PR #1190, opened 2024-05-21
🔥 Remove CommandTreeRegistry

SPGoding:
It's unnecessary abstraction that obscures things. If we ever end up having multiple versions of the tree available at the same time, whatever package's responsible for that should manage all the trees internally.


__snapshots__/packages/language-server/test-out/util/toLS.spec.js
```diff
@@ -0,0 +1,86 @@
...
+      },
+      "end": {
+        "line": 2,
+        "character": 2
+      }
+    }
+  },
+  "insertTextFormat": 2,
+  "insertTextMode": 2
+}
```
TheAfroOfDoom, line 86: looks like you need to `npm run clean` (or `clean:full`) maybe? guessing these snapshots shouldnt be showing up here

TheAfroOfDoom (approved):
curious what the initial motivation was behind storing a registry/map of trees?

also:

https://youtu.be/52LJaWDdG9c?t=26

__snapshots__/packages/language-server/test-out/util/toLS.spec.js
TheAfroOfDoom: i dont know why i felt the need to highlight the entire snapshot, sorry

SPGoding: i even double checked to make sure i didn't include them :sob:

misode (approved):

PR #173, opened 2022-10-25
Adding --location to curl commands for install script

mikkelhegn:
To help prevent this in the future https://github.com/fermyon/spin/issues/858

Adding '-L' so if anyone copies the command to automation, redirects in the future will resolve.

Signed-off-by: Mikkel Mørk Hegnhøj <mikkel@fermyon.com>


bacongobbler:
Two more flags you could consider adding is

`-s`: silent mode
`-S`: show error even when silent mode is activated

In other words: `curl -sSL https://...`

We used those three flags in combination fairly frequently since Deis:

vdice (approved):

PR #176, opened 2022-10-25
check broken links

rajatjindal:

### DIFF
--- a/.github/workflows/build.yml
+++ b/.github/workflows/build.yml
@@ -33,3 +33,13 @@ jobs:
       - name: Check Docs
         run: |
           bart check content/* && bart check content/**/*
+
+      - name: Install spin
+        uses: engineerd/configurator@v0.0.8
+        with:
+          name: "spin"
+          url: "https://github.com/fermyon/spin/releases/download/v0.6.0/spin-v0.6.0-linux-amd64.tar.gz"
+          pathInArchive: "spin"
+
+      - name: Check broken links
+        run: .build/check-broken-links.sh
--- a/.github/workflows/build.yml
+++ b/.github/workflows/build.yml
@@ -16,6 +16,13 @@ jobs:
         with:
           node-version: 16
 
+      - name: Install spin
+        uses: engineerd/configurator@v0.0.8
+        with:
+          name: "spin"
+          url: "https://github.com/fermyon/spin/releases/download/v0.6.0/spin-v0.6.0-linux-amd64.tar.gz"
+          pathInArchive: "spin"
+
       - name: Install npm packages
         run: |
           npm ci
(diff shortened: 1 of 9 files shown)


rajatjindal:
- [ ] Need to use released version of `bartholomew` wasm file

.github/workflows/build.yml
```diff
@@ -32,4 +32,33 @@ jobs:
...
+          bart check content/* && bart check content/**/*
+
+      - name: Install spin
+        uses: engineerd/configurator@v0.0.8
+        with:
+          name: "spin"
+          url: "https://github.com/fermyon/spin/releases/download/v0.6.0/spin-v0.6.0-linux-amd64.tar.gz"
+          pathInArchive: "spin"
+
+      - name: Check broken links
```
karthik2804, line 44: Could we add this test to `package.json` as well? Potentially run the checks using `npm test` or `npm run test`. I think it would be a good idea to be able to test locally before pushing it to GitHub.

karthik2804 (changes requested):
LGTM overall but just one suggestion about adding tests for local environment

.github/workflows/build.yml
rajatjindal: as the broken-link-checker command line is long (due to the exclusion url's we have), do you think it might be good time to add either a script that is triggered by npm test (.build/check-broken-link.sh)  OR may be a Makefile?

karthik2804: Since we already have scripts to generate the search index, we could go down the script route but I do not have a strong preference though.

rajatjindal: ok, i have added the link checker script to `.build` folder.

package.json
```diff
@@ -37,6 +39,7 @@
     "spin": "nodemon --watch content --watch static --watch templates --ext md,rhai,hbs,css,js --verbose --legacy-watch --signal SIGINT --exec 'npm run build-index && spin up --file spin.toml'",
     "styles": "parcel watch static/sass/styles.scss --dist-dir static/css",
     "test": "npx markdownlint-cli2 content/**/*.md \"#node_modules\"",
-    "build-index": "node md_parser.mjs --dir=./content/ --out=./static/data.json"
+    "build-index": "node md_parser.mjs --dir=./content/ --out=./static/data.json",
+    "check-broken-links": ".build/check-broken-links.sh"
```
karthik2804, line 43: Can we add this to the the `npm test` command? So that it runs automatically along with markdown linter. Thanks!

karthik2804 (approved):
LGTM! Thanks :)

package.json
rajatjindal: done

Issue #184, opened 2022-10-28
Search feature breaks if lunr is not able to load


mikkelhegn:
We had an issue where the search feature was not loading because a script we depend on is not loading (HTTP 520): https://unpkg.com/lunr/lunr.js.

Suggest we consider hosting dependencies ourselves.

karthik2804:
closed with #186

PR #186, opened 2022-10-31
[#184] load script libraries locally

flynnduism:
Small edit to address #184. Changes how two javascript libraries are loaded - fetching them locally instead of via CDN.


karthik2804 (approved):
LGTM!

PR #192, opened 2022-11-02
Add update search index step to PR template

karthik2804:


mikkelhegn (commented):
Should we add to the list that the data.json file should be committed after having run this step? Or should we just do this in the deployment pipeline?

vdice:
> Or should we just do this in the deployment pipeline?

Yes, I think we should at least try removing as many things as possible from being a burden to the dev/contributor to being handled by CI, this being one of them.  Also, the checklist mentions running other items that are either in CI automation on PRs or could be, like `bart check` and `npm run test` -- I'd vote if they are covered in PR CI, we remove them from the manual checklist.

karthik2804:
closed with #191  as it was added to the template.

PR #210, opened 2022-11-18
Corrected the route to match example code

robotastic:
The Rust Example code uses the /wildcard route instead of /hello. Updating the docs to match the code.

https://github.com/fermyon/spin/blob/013059cb7eda1189190fdec9fced86c9fc88867f/examples/http-rust-outbound-http/spin.toml#L22

Signed-off-by: Luke Berndt <lukekb@gmail.com>

- [ ] Has passed [`bart check`](https://bartholomew.fermyon.dev/quickstart)

### DIFF
--- a/content/spin/rust-components.md
+++ b/content/spin/rust-components.md
@@ -106,12 +106,12 @@ id = "hello"
 source = "target/wasm32-wasi/release/spinhelloworld.wasm"
 allowed_http_hosts = [ "some-random-api.ml" ]
 [component.trigger]
-route = "/hello"
+route = "/wilcard"
 ```
 
 Running the application using `spin up --file spin.toml` will start the HTTP
 listener locally (by default on `localhost:3000`), and our component can
-now receive requests in route `/hello`:
+now receive requests in route `/wildcard`:
 
 <!-- @selectiveCpy -->
 
--- a/content/spin/rust-components.md
+++ b/content/spin/rust-components.md
@@ -111,7 +111,7 @@ route = "/outbound"
 
 Running the application using `spin up --file spin.toml` will start the HTTP
 listener locally (by default on `localhost:3000`), and our component can
-now receive requests in route `/wildcard`:
+now receive requests in route `/outbound`:
 
 <!-- @selectiveCpy -->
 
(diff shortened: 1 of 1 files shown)


content/spin/rust-components.md
```diff
@@ -106,12 +106,12 @@ id = "hello"
 source = "target/wasm32-wasi/release/spinhelloworld.wasm"
 allowed_http_hosts = [ "some-random-api.ml" ]
 [component.trigger]
-route = "/hello"
+route = "/wilcard"
```
itowlson, line 109: I think the code here more closely follows the `/outbound` example (https://github.com/fermyon/spin/blob/013059cb7eda1189190fdec9fced86c9fc88867f/examples/http-rust-outbound-http/spin.toml#L11) - suggest using that rather than `wildcard`

content/spin/rust-components.md
```diff
@@ -106,12 +106,12 @@ id = "hello"
...
 ```
 
 Running the application using `spin up --file spin.toml` will start the HTTP
 listener locally (by default on `localhost:3000`), and our component can
-now receive requests in route `/hello`:
+now receive requests in route `/wildcard`:
```
itowlson, line 114: The bash sample on line 119 also needs to be reflect whatever change we decide to make.

content/spin/rust-components.md
tpmccallum, line 109: Thanks @robotastic for aligning these docs more closely with the actual Rust code that is offered. As @itowlson suggests, I also agree that we could/should call this outbound (instead of wildcard). Thanks for updating this from the generic `hello`. You are correct in saying that there needs to be a change/update. Thanks for your input and effort.
```suggestion
route = "/outbound"
```

content/spin/rust-components.md
tpmccallum, line 114:
```suggestion
now receive requests in route `/outbound`:
```

tpmccallum (changes requested):

tpmccallum:
Thanks for your input on this @itowlson 
The `outbound` text was a great idea. Also, the bash code on line 119 has been updated to suite.
https://github.com/fermyon/developer/pull/210/commits/170395c004dcecec7bf98a7258e26fc5bda48a2a

content/spin/rust-components.md
tpmccallum: Agreed, thanks Ivan.

content/spin/rust-components.md
tpmccallum: Done, in the second commit. Nice catch.

tpmccallum (approved):

itowlson (approved):

PR #237, opened 2022-12-16
update install.sh to support Linux ARM64

mikkelhegn:
Signed-off-by: Mikkel Mørk Hegnhøj <mikkel@fermyon.com>

- Removed the case where we say we don't support aarch64 on linux-gnu
- curl error is not only 'file not found' but any curl error, e.g. cannot write file output.

### DIFF
--- a/downloads/install.sh
+++ b/downloads/install.sh
@@ -89,10 +89,6 @@ esac
 case $OSTYPE in
 "linux-gnu"*)
     OS="linux"
-    if [[ $ARC == "aarch64" ]]; then
-        fancy_print 1 "The Processor type: ${ARC}, on ${OSTYPE} is not yet supported by Spin."
-        exit 1
-    fi
     ;;
 "darwin"*)
     OS="macos"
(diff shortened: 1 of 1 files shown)


radu-matei (approved):
LGTM, although I don't have a Linux ARM machine to test this.

cc @jpflueger

downloads/install.sh
```diff
@@ -89,10 +89,6 @@ esac
 case $OSTYPE in
 "linux-gnu"*)
     OS="linux"
-    if [[ $ARC == "aarch64" ]]; then
```
radu-matei, line 92: nit: `$ARCH` I think is the common variable name for the architecture.

mikkelhegn: Why did you comment on the code being deleted?

mikkelhegn:
> LGTM, although I don't have a Linux ARM machine to test this.
> 
> cc @jpflueger

Lima-VM on Macs with M1 or 2 is what I do.

PR #264, opened 2023-01-31
chore(install.sh): bump spin version strings to more recent value

vdice:
Although only informational, thought we'd bump the sample spin version strings to a more recent value.

[v0.8.0 is due to be released soon](https://github.com/fermyon/spin/pull/1092); we can wait for the release to finish before merging this


vdice:
Fix for build _should_ be in https://github.com/fermyon/developer/pull/266

karthik2804 (approved):

PR #268, opened 2023-02-01
exit child process on exit

rajatjindal:
This PR stops the background process started by the script.


tpmccallum:
Hi @rajatjindal 
Can you please explain this PR's code to me in terms of what it is designed to do/change and also the reason (good, bad or indifferent) for the build failing?
You can set me as a reviewer and we can also run through this together in Slack Huddle etc. in the coming days; if you like.
Thanks so much.
Tim

rajatjindal:
when we run the broken link checker script, we  start a spin process to start the documentation server. but when we exit, we don't explicitly close the spin server.

this PR  tries to fix that. The idea is that when the script is done, it will cleanup the child process and then exit.

and of course in the current version, it is not working correctly. (it exits with failure even when all process completely  successfully). I need to spend a little  more time to fix that.

tpmccallum:
Hi @rajatjindal 
Thank you for that great explanation. Looking forward to seeing a solution regarding exiting with failure even when all processes are completely successful. Please feel free to ping me (on Slack etc.) when you need me to return here and review/approve, or of you would like me to test anything from my end.
Thanks again
Tim

rajatjindal:
I think this is ready for review now. I tried many approaches, but only this one seems to work.

will be good to get review from @radu-matei @karthik2804 as well

karthik2804 (approved):
LGTM!

tpmccallum:
Thank you @rajatjindal and @karthik2804 
Great idea @rajatjindal (to keep an eye on it in the short term to make sure that there are no side effects)
Kind regards
Tim

PR #275, opened 2023-02-02
update 2023 event list

flynnduism:
Updates the carousel on the homepage with the next couple of forthcoming events:

events-carousel

Creating a follow-up issue to discuss a better way to publish/expire events as content objects going forward, rather than this messy, hard-coded approach.

---

Signed-off-by: flynnduism <ronan@fermyon.com>


tpmccallum (approved):
Looks great Ronan,
Just closed off the frontmatter and removed the comments from within the frontmatter (they were getting stuck in the linting as H1's

Issue #279, opened 2023-02-02
CLI reference for `spin` is only in the `cloud` section of the docs


mikkelhegn:
The `spin` cli reference is only available in the TOC of the Cloud section. I'd love for it to also be available in the Spin section of the docs.

tpmccallum:
Fixed by https://github.com/fermyon/developer/pull/285

We now have CLI reference resources (complete with appropriate template-based sidebar menu) in Spin and Cloud.
We now have doc contribution resources (complete with appropriate template-based sidebar menu) in Spin, Cloud and Bartholomew Docs

PR #284, opened 2023-02-03
Spin cli symlink

tpmccallum:
Signed-off-by: tpmccallum [tim.mccallum@fermyon.com](mailto:tim.mccallum@fermyon.com)
Added symlink from cloud/cli-reference.md to spin/cli-reference.md
Added new menu item in Spin section
In reference to https://github.com/fermyon/developer/issues/279

### DIFF
--- a/content/spin/cli-reference.md
+++ b/content/spin/cli-reference.md
@@ -1,0 +1,1 @@
+../cloud/cli-reference.md
--- a/templates/spin_sidebar.hbs
+++ b/templates/spin_sidebar.hbs
@@ -29,6 +29,13 @@
         </ul>
 
         <p class="menu-label">
+            References
+        </p>
+        <ul class="menu-list">
+            <li><a {{#if (active_content request.spin-path-info "/spin/cli-reference" )}} class="active" {{/if}} href="{{site.info.base_url}}/spin/cli-reference">CLI Reference</a></li>
+        </ul>
+
+        <p class="menu-label">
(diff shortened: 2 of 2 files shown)


tpmccallum:
Couple of things with this PR

1) The build is failing because the markdown is linking to the symlink'd spin/cli-reference.md file (which technically does not exist). We could just exclude this specific file from the broken link checker (like we do with some other URLs)

2) When testing locally (for the first time) the new menu item (as per the hbs file) is present.
Screenshot 2023-02-03 at 1 40 21 pm

However, when clicking on the menu item (which displays the page and correct Spin URL path etc.) the Cloud menu is actually what is being rendered as the menu now. See image below.

Screenshot 2023-02-03 at 1 45 08 pm

tpmccallum:
This is due to the fact that the markdown file that is being symlinked has the `template = "cloud_main"` in the frontmatter.
I am wondering if it is possible to have the `template` generated dynamically, based on the location of the `.md` file. For example, all files in the cloud folder adhere to the `cloud_main` or something.
The reason is, it would be great to also symlink other related docs such as "Contributing". The contents are the same (all pushing back to developer repo) but need to reside in the menus for Cloud, Spin and Bartholomew.

tpmccallum:
Had a good chat with Karthik on this one. The way in which the templates work will not allow us to use symlinks.
Closing this now in favour of another alternative approach.

PR #285, opened 2023-02-03
Implement common docs across different products

tpmccallum:
Signed-off-by: tpmccallum [tim.mccallum@fermyon.com](mailto:tim.mccallum@fermyon.com)

This PR deliberately produces the following duplicate contribution documentation pages, so that when a user is viewing via each of the different templates (`cloud_main`, `spin_main` or `bartholomew_main`) they have the opportunity to see and click on the Contribute to Docs menu item. Which are relevant to all three areas.

/bartholomew/contributing-docs
/cloud/contributing-docs
/spin/contributing-docs

This PR also deliberately produces the following duplicate cli reference documentation pages so that when a user is viewing via each of the different templates (`cloud_main`, or `spin_main`) they have the opportunity to see and click on the CLI Reference menu item. Which are relevant to both areas.

/spin/cli-reference
/cloud/cli-reference

This PR addresses this issue https://github.com/fermyon/developer/issues/279

**Making this future proof**

@karthik2804 is going to create a CI automation which will test to see that the above duplicate docs share duplicate content (upon build/commit). This CI script will raise an error that will prompt the contributor to update the other documents (which have outdated content). This CI script will ensure that no content will ship out of sync.

@karthik2804 please note that the only line in the `.md` file that will be different is the `template = x_main` (around line 2 or 3). This is obviously due to the fact that each file is designed to be rendered to a separate part of the site (via templates).

**Why this is being done, this way**
An earlier attempt at using symlinks was unsuccessful ( see https://github.com/fermyon/developer/pull/284 ). Symlinks that share a file's contents also share that files `template` and this results in incorrect rendering of the page.


tpmccallum:
Checks naturally failing at this point because the new files being added here are broken links until this PR is merged (and the files actually exist). We can ignore these broken links to merge.

vdice (commented):
First of all, these docs are some of the most thorough, detailed and helpful I've seen @tpmccallum 👏 !  I myself have learned quite a bit, especially with regards to markdown :)

Appreciate the context in the original description re: the reason for this approach.  I did want to broach the possibility of another approach for the `contributing-docs.md`: I wonder if we might place just one copy in either a new 'Developer' section (that would concern items relevant to this Developer website or otherwise more general than the projects (Spin, Cloud, Bart) collected here) or somewhere discoverable at a remove from the project tabs.  Then, no extra CI/checks would be necessary for syncing mutliple files.  I'd assume we could still place links to this doc under each project -- they'd just all redirect to this canonical page.

Also, for the Spin CLI reference -- have we looked into tools/approaches to auto-generate documentation from a known spin binary or version?  This happens to be top of mind as there is currently a PR in fermyon/spin updating its cli scaffolding tool (`clap`) to the next major version, which will require updating this reference anew (all output will change).  Beyond this major event, it'd be great to find an automated approach so that the common cases of updated flags/args/cmds don't require manual update efforts to this doc.  The bonus being, such automation should hopefully cover keeping multiple versions in sync.

karthik2804:
I agree with @vdice about moving the contribution docs to a common location. We may still need the ci test for sync across duplicates for the cli reference.

itowlson:
@vdice Naming nitpick: Not sure if you're proposing "Developer" as an internal organising folder in this repo or as a visible category on the Web site, but I have reservations about it as a name, especially if it's that latter.  This is ALL developer docs: I worry that developers will come here looking for info about _using_ Spin and Cloud, see "Developer", go THAT'S ME, and get frustrated that it's not relevant to them at all.  Maybe "contributor/contributing"?

tpmccallum:
Hi

**TL;DR** 
@vdice I love the idea of a canonical page, i.e. a single source of truth without CI redundancy checks etc.
@itowlson's point about making the docs unambiguous is also spot on. 
Completely on board.
As a phase 1, would you all mind merging this PR as is "for now"? The reason being it is an improvement over and above what we currently have (users don't see a CLI reference on the Spin menu; which is technically where the reference should be, and it would also be great to have a pathway for users to contribute in the immediate future). I can then add an issue that addresses how we could set up a central area containing canonical pages.

---

The phase 2 part of this work could present the content to the user in exactly the same way (as this PR does) with the added bonus that we have restructured the layout of files to avoid redundancy and the need for CI checks.

itowlson:
Totally happy for this as an interim solution and apologies for inadvertent bikeshed

vdice (approved):
Sounds good @tpmccallum; LGTM on these great additions!

vdice:
Oops, a merge conflict crept in; once addressed, feel free to merge when ready.  The event will then trigger an auto-deploy to https://developer.fermyon.com.

tpmccallum:
This issue https://github.com/fermyon/developer/issues/291 is the discussion for phase 2 of the common docs solution.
··········
Identify the lines in the entries that hold "shown" and return each one.

Expected answer:
(diff shortened: 1 of 9 files shown)
(diff shortened: 1 of 1 files shown)
(diff shortened: 1 of 1 files shown)
(diff shortened: 2 of 2 files shown)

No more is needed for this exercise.